When using a UTC or Local connection, the provider leaves Unspecified alone (this applies to dates in queries as well). So there should not be any undesired extra conversions: a UTC date read and 'disguised' as Unspecified in a DataTable isn't converted again in updates.

Ticks Format

Contrary to 'conventional wisdom' dates are not always and only saved as TEXT; to save a little space, you can save the tick value. Since these cannot have a Time Zone indicator, the Kind related options can be very useful. To enable Ticks, use the DateTimeFormat connection string option:

Private LiteConnStr = "...;datetimekind=Utc;DateTimeFormat=Ticks;..."
'e.g: 634939900800000000

Other DateTimeFormat options include CurrentCulture, ISO8601 (the default), JulianDay and UnixEpoch. There is no need to change the column type name to use one of these formats. It is still a date, the SQLite Provider handles the implementation details based on the connection flags.

UI Browsers

Many SQLite UI Browsers seem to only know about the four canonical types. Perhaps this is intentional, but this limits their usefulness for NET developers and hides the capabilities of the NET provider.
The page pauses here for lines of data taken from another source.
PR #3355, opened 2016-07-21
FIX: PHP Fatal error:  Call to undefined function Codeception\Module\…

kusnir:
FIX: PHP Fatal error:  Call to undefined function Codeception\Module\mb_strcut() in phar:///usr/bin/codecept/src/Codeception/Module/WebDriver.php on line 370


Naktibalda:
It isn't necessary to namespace functions.
http://php.net/manual/en/language.namespaces.fallback.php

> For functions and constants, PHP will fall back to global functions or constants if a namespaced function or constant does not exist.


It looks like multibyte string extension is missing in your PHP.

kusnir:
jop, sorry, you are right. I thought that it's already installed on my server so that the PHP take it as not language construct.

PR #3365, opened 2016-07-23
fixed time calculation. Fixes #3331

### LINKED ISSUE #3331: Timing in 2.2.2 seems to be wrong
The seconds taken on each test seem to be wrong. Codeception seems to think that 0.7 < 0.14, so I think perhaps sometimes 0.7 should be 0.07.

Here is an example:

*Before* I had some methods in my Cest's `_before` which were unnecessary. The tests were performing like this prior to the cleanup (names have been removed):

```bash
SuiteName Tests (5) --------------------------------------------------------------------------
✔ MyCest: Test 1 (0.17s)
✔ MyCest: Test 2 (0.14s)
✔ MyCest: Test 3 (0.13s)
✔ MyCest: Test 4 (0.13s)
✔ MyCest: Test 5 (0.13s)
---------------------------------------------------------------------------------------

Time: 945 ms, Memory: 20.00MB
```

*After* I cleaned up the `_before` method, the results look like this:

```bash
SuiteName Tests (5) --------------------------------------------------------------------------
✔ MyCest: Test 1 (0.10s)
✔ MyCest: Test 2 (0.7s)
✔ MyCest: Test 3 (0.7s)
✔ MyCest: Test 4 (0.7s)
✔ MyCest: Test 5 (0.7s)
---------------------------------------------------------------------------------------

Time: 644 ms, Memory: 20.00MB
```

The times vary of course, but on average a 300 ms improvement I would say.

The times for the individual tests are all wrong though. One would think that the tests had gotten faster, but no, they have gotten much slower! :) Codeception seems to think that 0.13 < 0.7, which is very weird to me ;)

Possibly related to #3262.

DavertMik:


src/Codeception/Subscriber/Console.php
```diff
@@ -610,11 +610,8 @@ protected function writeTimeInformation(TestEvent $event)
     {
         $time = $event->getTime();
         if ($time) {
-            $seconds = (int) ($milliseconds = (int) ($time * 100)) / 100;
-            $time = ($seconds % 60) . '.' . $milliseconds;
-
             $this
-                ->message($time)
+                ->message(number_format(round($time, 2),2))
```
Naktibalda: I think that merging should be forbidden if Nitpick founds any issues.

PR #3366, opened 2016-07-23
Specify package requirements for module

DavertMik:
Each module implementing `RequiresPackage` can now specify its external dependencies by implementing `_requires` method. If required class can't be found and exception is thrown with proposal to add corresponding package to composer.json.

For instance, PHPBrowser module has its requirements specified
```php
    public function _requires()
    {
        return ['GuzzleHttp\Client' => '"guzzlehttp/guzzle": ">=4.1.4 <7.0"'];
    }
```
If `codeception/base` is installed you will get the the exception which suggests to install '"guzzlehttp/guzzle": ">=4.1.4 <7.0"'


Naktibalda:
I like this change

PR #3369, opened 2016-07-24
Maintenance (CodeStyle fix, Release Script updates, ...)

DavertMik:
* fixed codestyle
* updated codeception/base release script
* updated changelog
* version bump


package/stub.php
```diff
@@ -6,4 +6,4 @@
 
 require_once 'phar://codecept.phar/codecept';
 
-__HALT_COMPILER();
+__halt_compiler();
```
DavertMik: Shit, why does this change happens? This breaks phar compilation!

PR #3381, opened 2016-07-27
Yii2 `@webroot` fix

DavertMik:
Fixes creating of `@webroot` directory on testing.


src/Codeception/Lib/Connector/Yii2.php
```diff
@@ -252,6 +251,6 @@ protected function persistDb()
 
     private function mockAssetManager()
     {
-        $this->app->set('assetManager', Stub::make('yii\web\AssetManager'));
+        $this->app->set('assetManager', new Maybe());
```
dmitry-kulikov: Alternative fix
```
$this->app->set('assetManager', Stub::make('yii\web\AssetManager', ['bundles' => false]));
```
then assetManager will consider all bundles as dummy and they won't be published. However developers can directly use
```
Yii::$app->assetManager->publish($path, $options);
```
and requested file or directory will be published and published incorrectly.
I can't say how widely direct call of `publish` is used, I never used it.

DavertMik: I think you approach is better because Maybe class is pretty flexible, however once anywhere an application `AssetManager`'s class or interface will be checked a test will fail.

DavertMik:
Closed in favor of #3387

PR #3394, opened 2016-08-01
exactly callback receives $params

antonmarin:


DavertMik:
I think it could better to add an example where `$params` are actually used. How do you think?

PR #3396, opened 2016-08-01
[SOAP] Add flexibility with the config SOAPAction

### LINKED ISSUE #2201: Having trouble with SOAP request and Microsofts namespace http://tempuri.org
If you are using the SOAP module with sendSOAPRequest it would be nice if it knew how to handle a SOAP request to a .Net WebService. The action needs to look like `SOAPAction: http://tempuri.org/action` in the Request Header but in the tag it should look like `<action xmlns="http://tempuri.org">`. I'm thinking that there so many .Net webservices it would help people a lot. I think the only alternative is to use the PHP SOAP client directly.

eXorus:
Hello,

I'm having trouble with Tomcat API (CXF Framework) that doesn't accept SOAPAction in HTTP Header because SOAPAction is deprecated from SOAP 1.2.
It will also fix #2201 maybe

So actual user will continue without config SOAPAction and the SOAPAction header will be send with the action value
Other people like me that want to do SOAP 1.2 will put '' in SOAPAction config.

### DIFF
--- a/src/Codeception/Module/SOAP.php
+++ b/src/Codeception/Module/SOAP.php
@@ -36,6 +36,7 @@ use Codeception\Lib\Interfaces\API;
  * ## Configuration
  *
  * * endpoint *required* - soap wsdl endpoint
+ * * SOAPAction - replace header SOAPAction (Set to '' to SOAP 1.2)
  *
  * ## Public Properties
  *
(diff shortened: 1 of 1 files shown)


Naktibalda:
@DavertMik It does no harm, so it can be merged, right?

DavertMik:
Yes, thanks! :)

PR #3402, opened 2016-08-03
added link to internal tests manual

DavertMik:


DavertMik:
Should something else be added here?

P.S. Don't look into wrecker CI, I'm experimenting with it to move HHVM builds to it

PR #3412, opened 2016-08-05
Fix DataFactory::haveMultiple argument order

buffcode:
Correct the order of the FactoryMuffin::seed call which is `$times, $name, ...` instead of `$name, $times, ...`.

1. [DataFactory::haveMultiple call](https://github.com/Codeception/Codeception/blob/master/src/Codeception/Module/DataFactory.php#L245)
2. [FactoryMuffin::seed function](https://github.com/thephpleague/factory-muffin/blob/master/src/FactoryMuffin.php#L82)


Naktibalda:

buffcode:
see #3413

PR #3852, opened 2016-12-19
add checkbox name attrbitute support

gimler:
Add WebDriver::checkOption name attribute support.


DavertMik:
Thanks!
We need to wait while CI build stabilizes and then we can merge your PR.

Issue #3862, opened 2016-12-21
@depends doesnt work with @dataprovider


Fuin:
Hello

I have an @depends as well as an @dataprovider annotation on one of my tests. 

/**
     * @param \Step\Acceptance\Login $I
     *
     * @depends ProfileManagement\RegistrationCest:registerWithRequiredFields
     * @dataprovider userProvider
     */
    public function editPassword(\Step\Acceptance\Login $I, Example $example)
    {
        $I->amOnPage(HomePage::$URL);
        $I->login();
        $I->waitForElementVisible(ProfilePage::$profileChangePasswordFirstField);
        $I->fillField(ProfilePage::$profileChangePasswordFirstField, $example['password']);
        $I->fillField(ProfilePage::$profileChangePasswordSecondField, $example['password']);
        $I->click(ProfilePage::$profileSaveNewPasswordButton);
        $I->waitForElementVisible(ProfilePage::$profileMessageContainer);
        $I->canSee('Passwort würde erfolgreich geändert', ProfilePage::$profileMessageContainer);
    }

It works well for that one test however all following tests which have the @depends annotation are skipped with the message

> Dependent test for ProfileManagement\UpdateProfileCest:editPassword not found

If I add the @dataprovider annotation to all tests with @depends its working

 Codeception version: 2.2.7
 PHP Version: 5.7.3
 Operating System: Windows 7
 Installation type: Composer

edno:
Confirmed, however, in my case only the last test is skipped even if it does not have a `depends` annotation.

edno:
@Fuin can you try in your project the fix proposed.
The fix is located in *vendor/Codeception/[src/Codeception/SuiteManager.php](https://github.com/Codeception/Codeception/pull/3863/files#diff-a55be34a09d77e19e04792511523d214)*

Fuin:
Thanks, I've added the dataprovider to the rest of the project and all tests are working fine. 
Is this going to be added to the 2.2.8 Release and when is it?

edno:
If fine with @DavertMik then yes it will be available in 2.2.8.

Naktibalda:
The fix was merged.

PR #3863, opened 2016-12-21
Fix "@depends doesnt work with @dataprovider" #3862

edno:
Fix for the issue "**@depends doesnt work with @dataprovider**" #3862


edno:
@DavertMik before merging this PR (if you think it can be merged), I suggest to wait for @Fuin's feedback on #3862

DavertMik:
Thanks! Let's wait for it

edno:
Positive feedback from @Fuin, so the PR is ready to go 🚀

DavertMik:
Ok, well done. Thank you!

PR #3868, opened 2016-12-22
fix printScenarioFail with multiple scenarios

gimler:
When you have run a feature file and mulitple scenarios fails.
Then in the exception message the step is always the last one.

I am not sure what `conditionalFails` means. See change.

### DIFF
--- a/tests/cli/RunCest.php
+++ b/tests/cli/RunCest.php
@@ -355,11 +355,18 @@ EOF
         $I->seeInShellOutput('PASSED');
     }
 
-    public function runIncompleteGherkinTest(CliGuy $I)
+    public function reportsCorrectFailedStep(CliGuy $I)
     {
         $I->executeCommand('run scenario File.feature -v');
         $I->seeInShellOutput('OK, but incomplete');
         $I->seeInShellOutput('Step definition for `I have only idea of what\'s going on here` not found in contexts');
+    }
+
+    public function runFailingGherkinTest(CliGuy $I)
+    {
+        $I->executeCommand('run scenario Fail.feature -v --no-exit');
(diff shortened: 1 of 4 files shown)


DavertMik:
I'm not sure for the fix as it goes to Console which is the very general class and probably may cause side effects but I will try to reproduce the bug and fix it.

gimler:
I think i can provide a testcase for it

DavertMik:
> I think i can provide a testcase for it

Looking forward to see it. Thanks!

Naktibalda:
@gimler you promised to implement a test for your fix.
Hint: it should go to cli suite, please make something similar to https://github.com/Codeception/Codeception/blob/2.2/tests/cli/RunSkippedCept.php

gimler:
@DavertMik @Naktibalda ready for review

tests/cli/RunCest.php
```diff
@@ -354,6 +354,13 @@ public function runIncompleteGherkinTest(CliGuy $I)
         $I->seeInShellOutput('Step definition for `I have only idea of what\'s going on here` not found in contexts');
     }
 
+    public function runFailingGherkinTest(CliGuy $I)
```
Naktibalda: This test should be named `reportsCorrectFailedStep` to explain what it is testing.

robsch:
Detected the same issue in another situation. I Hope the fix gets applied soon.

tests/cli/RunCest.php
gimler: done

Naktibalda:
This change has broken the output of failed step: http://phptest.club/t/seeelement-wierd-fail-message/1470/3

PR #3872, opened 2016-12-26
fix Codeception-3866 grabValueFrom doesn't work

wumouse:
fix Codeception-3866 grabValueFrom doesn't work


wumouse:
this fix is not compatible with fill textarea

wumouse:
it's not compatible for \TestsForWeb::testFillFieldSquareBracketNames

PR #3873, opened 2016-12-26
fix #3866 grabValueFrom doesn't work with fillField

### LINKED ISSUE #3866: grabValueFrom doesn't work with fillField
>test code is:
```php
$I->fillField('username', 'admin');
codecept_debug($I->grabValueFrom('[name=username]'));
$I->click('Login');
```
> run with ``--debug`` option, will get output like:
```bash
   I grab value from "[name=username]"
  
   I click "Login"
```
> no value ouputed here. notice that the empty line is my expected output location of value.

> I found the issue in last line of method `CodeCeption\Lib\InnerBrowser::fillField`:
```php
$input->getNode(0)->nodeValue = htmlspecialchars($value);
```
> the point is input field must be have no nodeValue, and `grabValueFrom` use the right way to get value. I think the right code should be like:
```php
$input->getNode(0)->setAttribute('value', htmlspecialchars($value));
``` 
> I tried to change to this, it works

> I think a test for `CodeCeption\Lib\InnerBrowser` will be good.

wumouse:
fix issue 3866

### DIFF
--- a/tests/unit/Codeception/Module/TestsForWeb.php
+++ b/tests/unit/Codeception/Module/TestsForWeb.php
@@ -693,6 +693,23 @@ abstract class TestsForWeb extends \Codeception\TestCase\Test
         $this->assertEquals('oldfag', $result);
     }
 
+    /**
+     * @see https://github.com/Codeception/Codeception/issues/3866
+     */
+    public function testGrabValueFromWithFillField()
+    {
+        $this->module->amOnPage('/form/bug3866');
+        $this->module->fillField('empty', 'new value');
+        $result = $this->module->grabValueFrom('#empty');
+        $this->assertEquals('new value', $result);
+        $this->module->fillField('empty_textarea', 'new value');
+        $result = $this->module->grabValueFrom('#empty_textarea');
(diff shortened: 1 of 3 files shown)


wumouse:
#3866

tests/unit/Codeception/Module/TestsForWeb.php
```diff
@@ -691,6 +691,17 @@ public function testGrabValueFrom()
         $this->module->amOnPage('/form/select');
         $result = $this->module->grabValueFrom('#age');
         $this->assertEquals('oldfag', $result);
+
+        $this->module->amOnPage('/form/bug3866');
```
DavertMik: big thanks for this PR, and especially for test, but could you move this to separate test so it would be easier to find it? Thanks

wumouse: 👌

wumouse:
@DavertMik Please review the new commit, thank you

wumouse:
@Naktibalda Oh, yes! it fixed `seeInField` too.

PR #3874, opened 2016-12-26
Wedriver pageload timeout

oprudkyi:
adds support of pageload_timeout config to WebDriver

the amount of time to wait for a page load to complete before throwing an error
calls facebook/webdriver/lib/WebDriverTimeouts.php::pageLoadTimeout($seconds)

This patch allows to reduce issues from phantomjs random freezing, especially within CI environment 
https://github.com/ariya/phantomjs/issues/11526

patch based on suggestion from  https://github.com/ariya/phantomjs/issues/11526#issuecomment-115135376

### DIFF
--- a/docs/modules/WebDriver.md
+++ b/docs/modules/WebDriver.md
@@ -114,6 +114,7 @@ you should use a tunnel application provided by a service.
 * `capabilities` - Sets Selenium2 [desired capabilities](https://github.com/SeleniumHQ/selenium/wiki/DesiredCapabilities). Should be a key-value array.
 * `connection_timeout` - timeout for opening a connection to remote selenium server (30 seconds by default).
 * `request_timeout` - timeout for a request to return something from remote selenium server (30 seconds by default).
+* `pageload_timeout` - amount of time to wait for a page load to complete before throwing an error (default 0 seconds).
 * `http_proxy` - sets http proxy server url for testing a remote server.
 * `http_proxy_port` - sets http proxy server port
 * `debug_log_entries` - how many selenium entries to print with `debugWebDriverLogs` or on fail (15 by default).
--- a/src/Codeception/Module/WebDriver.php
+++ b/src/Codeception/Module/WebDriver.php
@@ -1194,7 +1194,7 @@ class WebDriver extends CodeceptionModule implements
             );
             $this->sessions[] = $this->_backupSession();
             $this->webDriver->manage()->timeouts()->implicitlyWait($this->config['wait']);
-            if(!is_null($this->config['pageload_timeout'])) {
+            if (!is_null($this->config['pageload_timeout'])) {
                 $this->webDriver->manage()->timeouts()->pageLoadTimeout($this->config['pageload_timeout']);
             }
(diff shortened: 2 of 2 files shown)


docs/modules/WebDriver.md
```diff
@@ -114,6 +114,7 @@ you should use a tunnel application provided by a service.
 * `capabilities` - Sets Selenium2 [desired capabilities](https://github.com/SeleniumHQ/selenium/wiki/DesiredCapabilities). Should be a key-value array.
 * `connection_timeout` - timeout for opening a connection to remote selenium server (30 seconds by default).
 * `request_timeout` - timeout for a request to return something from remote selenium server (30 seconds by default).
+* `pageload_timeout` - amount of time to wait for a page load to complete before throwing an error (default 0 seconds).
```
DavertMik: strange but in default is `null` in this case. A bit confusing.

oprudkyi: it's 0 (wait forever) for phantomjs (it seems like so) , though spec says 
https://w3c.github.io/webdriver/webdriver-spec.html#dfn-session-page-load-timeout
> Unless stated otherwise it is 300,000 milliseconds.

so it implemented in way if value doesn't set by user then used default from underling layer

DavertMik: ok, I got it. Thanks

DavertMik:
Thank you, it should be useful

loesalleman:
Since 2.2.8 my tests stopped running with the following error:
Undefined index: pageload_timeout

So I suppose there is no default for this setting? I added this config setting as pageload_timeout: 0, but the tests now fail, with a timeout exception: 
```
[Facebook\WebDriver\Exception\TimeOutException]
  timeout: cannot determine loading status
  from timeout: Timed out receiving message from renderer: -0.001
    (Session info: chrome=55.0.2883.87)
```

Only when I set pageload_timeout to some higher value (I used 5) my test can run again. 

So for me the problem is now solved but I do not think setting this config option should be forced this way.

Naktibalda:
@loesalleman Please run codeception with `-vvv` flag and provide a stack trace of undefined index error.

oprudkyi:
@loesalleman 

> Undefined index: pageload_timeout

according to source - https://github.com/Codeception/Codeception/blob/2.2.8/src/Codeception/Module/WebDriver.php if you have not set pageload_timeout then it's ignored (your tests may call WebDriver directly though, so you probably should grep over your 'tests' directory to be sure if some helper doesn't help here)

>I added this config setting as pageload_timeout: 0
>Timed out receiving message from renderer: -0.001
>(Session info: chrome=55.0.2883.87)

hm, it seems like chrome sees 0 as no timeout at all 

>Only when I set pageload_timeout to some higher value (I used 5) my test can run again.

you probably may use 30 to avoid possible interference of slow running remote test servers

loesalleman:
@oprudkyi , Thanks! I must have gotten the error because I do an extend on the Webdriver class and do some stuff to be able to set other custom config settings. I should have thought of this in the first place and make a better solution :).

PR #3882, opened 2016-12-29
[Filesystem] dontSeeFileFound searches in path

### LINKED ISSUE #3877: dontSeeFileFound method doesn't work
I try to test if file exists in filesystem. I include Filesystem module for that. When I use **seeFileFound** method everything looks fine, but if I use **dontSeeFileFound** it always return success.

#### What do you get instead?

I get success as an output when I check for same file when I use **seeFileFound** and **dontSeeFileFound** methods, but first one is good second one is not.

### Details

* Codeception version: 
* PHP Version: 7.0
* Operating System: Ubuntu 16.04 LTS
* Installation type: Phar || Composer
* Framework: Laravel

```yml
# paste suite config here
```
class_name: FunctionalTester
modules:
    enabled:
        # add framework module here
        - \Helper\Functional
        - Asserts
        - Db
        - Cli
        - Filesystem

        - Laravel5:

Naktibalda:
Fixes  #3877

### DIFF
--- a/src/Codeception/Module/Filesystem.php
+++ b/src/Codeception/Module/Filesystem.php
@@ -251,7 +251,6 @@ class Filesystem extends CodeceptionModule
         }
 
         $path = $this->absolutizePath($path);
-        $this->debug($path);
         if (!file_exists($path)) {
             $this->fail("Directory does not exist: $path");
         }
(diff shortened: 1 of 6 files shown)


DavertMik:
Thank you!

PR #3890, opened 2017-01-03
 enable incomplete/skipped/risky/warning for logger 

mario-naether:
- enable "logIncompleteSkipped" for JUnit logger
- enable config "beStrictAboutTestsThatDoNotTestAnything" and "beStrictAboutOutputDuringTests"


edno:
I suggest to make `beStrictAboutTestsThatDoNotTestAnything` and `beStrictAboutOutputDuringTests ` configurable instead of hardcoding the value to **true**.
Also why not extending this feature to all parameters for [risky tests](https://phpunit.de/manual/current/en/risky-tests.html)?

Naktibalda:
I think that it should be configurable with current behavior as default.
It isn't nice to change rules in the patch release.

mario-naether:
I made the phpunit settings configurable in codeception settings and updated main yml file + documentation.

edno:
You should default the parameters to **false** in [Codecept.php](https://github.com/Codeception/Codeception/blob/86770e89d266557c20dd0b1de5390e706f4770c1/src/Codeception/Codecept.php#L39), otherwise that will generate errors will running tests if the parameters are not set in `codeception.yml`.

mario-naether:
ok, I added the default values as **false** in options array.

mario-naether:
ok, I fixed the last stuff and added an method-check for old phpunit version

codeception.yml
```diff
@@ -12,6 +12,10 @@ settings:
     memory_limit: 1024M
     log: true
     lint: true
+    reportUselessTests: false
```
DavertMik: by convention and by other settings we use underscore_keys in yaml config files

docs/reference/Configuration.md
```diff
@@ -63,6 +63,23 @@ settings:
...
+    # See https://phpunit.de/manual/current/en/risky-tests.html#risky-tests.useless-tests
+    reportUselessTests: false
+    
+    # PHPUnit can be strict about output during tests.
+    # See https://phpunit.de/manual/current/en/risky-tests.html#risky-tests.output-during-test-execution
+    disallowTestOutput: false
+    
+    # PHPUnit can be strict about tests that manipulate global state.
+    # See https://phpunit.de/manual/current/en/risky-tests.html#risky-tests.global-state-manipulation
+    beStrictAboutChangesToGlobalState: false
```
DavertMik: tooooooooooooooooooooo long

what does it mean to be strict?
`no_global_changes`, `avoid_global_changes`,... 
naming can be improved

src/Codeception/Codecept.php
```diff
@@ -37,29 +37,33 @@ class Codecept
...
+        'excludeGroups'                     => null,
+        'filter'                            => null,
+        'env'                               => null,
+        'fail-fast'                         => false,
+        'ansi'                              => true,
+        'verbosity'                         => 1,
+        'interactive'                       => true,
+        'no-rebuild'                        => false,
+        'quiet'                             => false,
+        'reportUselessTests'                => false,
```
DavertMik: this is not a configuration options but a runner options passed with parameters like `--fail-fast`, `--no-rebuild`. This is a config option so probably it should be set inside `Codeception\Configuration` class.

Yes, I know that might sound confusing :upside_down_face:

docs/reference/Configuration.md
mario-naether: this is a copy of the officially phpunit documentation

codeception.yml
mario-naether: ok, i changed the names settings to underscore.

src/Codeception/Codecept.php
mario-naether: yes, i understand this and moved to Configuration.php

DavertMik:
Yes, looks good. Thank you!

Naktibalda:
@mario-naether @edno Would you miss `disallow_test_output`, `log_incomplete_skipped` and `report_useless_tests` settings if they were missing in Codeception 5?

Naktibalda:
I reimplemented `report_useless_tests` and made it better than before: https://github.com/Codeception/Codeception/pull/6339

edno:
> @mario-naether @edno Would you miss `disallow_test_output`, `log_incomplete_skipped` and `report_useless_tests` settings if they were missing in Codeception 5? [26b54ae](https://github.com/Codeception/Codeception/commit/26b54aec8c7cd652304e8d02147c9f7137dc2e0f)

I can work around if need be.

SQLiteStudio (version: 3.1.0) offers a few more, but it doesn't seem to be aware of the complete list, because some very useful ones are missing (e.g. GUID, IMAGE, SINGLE, integer variants).

It does allow you to enter any type name you want, so Profit!

Summary (tl;dr)

  • The NET Provider adds functionality to SQLite by supporting a wide variety of type names for columns,
  • Each supported name is associated with a DBType which determines the actual return data type
  • Using the correct DbType when saving data assures the data makes the round trip
  • The NET Provider will perform most conversions for you
  • The DateTimeKind and BindDateTimeWithKind options allow for automatic, uniform TimeZone storage of dates

Above all, the NET provider makes the actual storage an implementation detail.